¿Has olido el otoño? Yo, tampoco. Oficialmente llega la semana que viene, pero por todos es sabido que las estaciones no entienden de fechas fijas, y se incorporan antes de lo requerido. ¿Acaso empieza a hacer calor el 21 de junio? No, hace calor desde, al menos, un mes antes. ¿Acaso empieza a hacer frío el 21 de diciembre? Tampoco, noviembre no es un mes agradable. De la primavera solo se recuerda que hace buen tiempo, pero nuestro refranero es sabio: “Marzo, ventoso y abril, lluvioso” o “En abril aguas mil”. Por no hablar del “Hasta el cuarenta de mayo no te quites el sayo”. Vamos, que esto de las estaciones es un tanto elástico.
Como decía, no huele a otoño. Aquí en Madrid, a quince de septiembre, no es normal, ni de lejos, rondar los 40 grados de día y superar los 20 de noche. Ojo, que no me quejo, pero me inquieta. Nos estamos derritiendo. No recuerdo la última vez que llovió.
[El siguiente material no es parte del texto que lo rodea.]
Issue #1652, opened 2022-03-09
Add Helm Chart Detail Page


joshri:
This screenshot is from the Helm RELEASE view design - there may be changes required. 

![image.png](https://images.zenhubusercontent.com/617c4a20ede496b2fae35baf/69709c83-d2b0-4d22-870b-21d838521492)

Issue #1617, opened 2022-03-04
Show HelmCharts as sources


jpellizzari:
`HelmReleases` create `HelmChart` objects that flux represents as sources. We would like to show those as first-class objects.

The API endpoint already exists for listing charts, just needs wiring up in the UI.

I can't find any designs for this currently, but re-use of the `SourceDetail` component should be fine.

PR #1700, opened 2022-03-11
Add Helm Chart Detail Page

joshri:
Closes: #1617 
Closes: #1652 

Adds Helm Charts to Sources and adds Helm Chart Detail page

image


ui/pages/v2/HelmReleaseDetail.tsx
```diff
@@ -57,7 +51,10 @@ function HelmReleaseDetail({ className, name }: Props) {
             ]}
           />
         </Info>
-        <PageStatus ok={ok} msg={msg} error={error ? true : false} />
+        <PageStatus
+          conditions={helmRelease?.conditions}
+          error={error ? true : false}
```
jpellizzari, line 56: This will convert the value to a bool:

```suggestion
          error={!!error}
```

I would question the need for this, since `PageStatus` can compute it's own error state from `conditions` right?

ui/pages/v2/HelmChartDetail.tsx
```diff
@@ -0,0 +1,43 @@
...
+
+export default styled(HelmChartDetail).attrs({
+  className: HelmChartDetail.name,
+})`
+  ${TitleBar} {
+    margin-bottom: 0;
+  }
+
+  ${Content} {
+    padding-top: 0;
```
jpellizzari, line 41: :thinking: We don't do this on any other detail pages. What makes `HelmCharts` special?

joshri: I initially copied the page from GitRepositoryDetail - will check it out and remove if unnecessary

ui/pages/v2/HelmReleaseDetail.tsx
joshri: The error prop is actually from whatever the request is on the page (useListSources, useGetHelmRelease) and not about the source itself - should those be separated?

jpellizzari: This comment confuses me. I was only pointing out a syntactic improvement around ternary operators.

joshri: Oh just the second part of your comment about the need for the error prop! No biggie

ui/components/SourceDetail.tsx
```diff
@@ -31,7 +31,7 @@ function SourceDetail({ className, name, info, type }: Props) {
     return <LoadingPage />;
   }
 
-  const s = _.find(sources, { name });
+  const s = _.find(sources, { name, type: type });
```
jpellizzari, line 34:
```suggestion
  const s = _.find(sources, { name, type });
```

ui/pages/v2/HelmChartDetail.tsx
```diff
@@ -0,0 +1,43 @@
...
+  return (
+    <Page error={null} className={className}>
+      <SourceDetail
+        name={name}
+        namespace={namespace}
+        type={SourceRefSourceKind.HelmChart}
+        info={(ch: HelmChart) => [
+          ["Chart", ch?.chart],
+          ["Ref", ch?.sourceRef?.name],
+          ["Last Updated", ""],
```
jpellizzari, line 24: We should probably have a `<Timestamp />` value here.

jpellizzari (approved):
Nice work, no blockers.

ui/pages/v2/HelmChartDetail.tsx
joshri: Just added Timestamps wherever last updated was blank

PR #1745, opened 2022-03-16
Only return deployments with part-of=flux

### LINKED ISSUE #1713: Flux Runtime page shows too many things
The Flux Runtime will show any pods running within the flux-system namespace.

1. As a user, it isn't always guaranteed that the controllers will be in `flux-system`.
2. As a user, I could  want to install more than one set of controllers installed on a cluster.  E.g. I don't want two apps teams sharing the same controller set for reliability and blast radius purposes.  Or certain apps rely on a specific version of a controller to be running.
3. As a user, I want to see the runtime health and not other resources that happen to fall under the `flux-system` namespace.

The deployments have labels for the controllers.  Is this good enough?  I feel like this is something that could bite us in the future.
```
app.kubernetes.io/part-of=flux
control-plane=controller
```

The screenshot below shows `podinfo` and `wego-app`.

jpellizzari:
Closes #1713

Only show deployments that match the `part-of` labels. Also fixes some nits around the proxy config for local development.


yitsushi (approved):

jpellizzari:
I had an old version of flux that was not populating the label. This looks to be working now
Screenshot from 2022-04-01 08-52-22
:

Issue #1706, opened 2022-03-14
UX: Detail page doesn't update when issue resolved


JamWils:
As a user, I would like to see that an error has occurred on the detail page and then update to "green" when the issue is resolved without reloading the page.

Below I was able to see the UI update but I had to refresh the page.  I waited about 30 seconds after it resolved before I hit the refresh button.

![Screen Shot 2022-03-14 at 10.22.22 AM.png](https://images.zenhubusercontent.com/60f5a90306cf76325d5accdc/eb66f47e-c21d-4063-b4f8-4eec053de58f)

When I hit refresh I got:

![Screen Shot 2022-03-14 at 10.31.34 AM.png](https://images.zenhubusercontent.com/60f5a90306cf76325d5accdc/d060de22-d9f7-4402-8c24-562d6f4111a3)

PR #1750, opened 2022-03-17
Add polling through react-query

joshri:
Closes: #1706

Adds the polling indicator component to all pages where requests will refresh every 5 seconds 

https://user-images.githubusercontent.com/65822698/158902347-f55f0cc2-1199-42bd-a0bf-fd9f97f3e705.mov


jpellizzari (approved):
LGFN (looks good for now 😄 ).

Could you create a follow up issue that says something like "Move page/fetching state to shared context"?. 

I would like us to wire up all of the repeated `useQuery` calls to a central state that can be used to display loading/error states on the page.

Una minoría de tímidas hojas se han atrevido a caer, puntuales a su cita, pero la espesa alfombra de hojarasca no nos visita aún. Ni hace viento. Solo calor. Seco. Y un día amanecerá frío, nublado, lloviznará y nos pillará con sandalias y tirantes. O con el pelo mojado. Será entonces cuando pensemos que ya era hora y al día siguiente, tras apartar las sábanas, que nos parecerán pesadas como el plomo, la garganta raspará, los ojos lloriquearán y la nariz se humedecerá, anunciándonos el constipado otoñal que marca el fin de la juerga veraniega de horarios indefinidos y el principio de la era de noches tempranas. Será entonces, desde ese mismo instante, cuando empecemos a echar de menos el verano durante los siguientes ocho o nueve meses. Miraremos hacia arriba buscando el azul cuya intensidad apenas recordaremos tras innumerables semanas de paseos bajo un techo de nubes, sin percatarnos de todas esas veces que, sudando, dijimos: “Pues a mí me gusta más el fresquito”.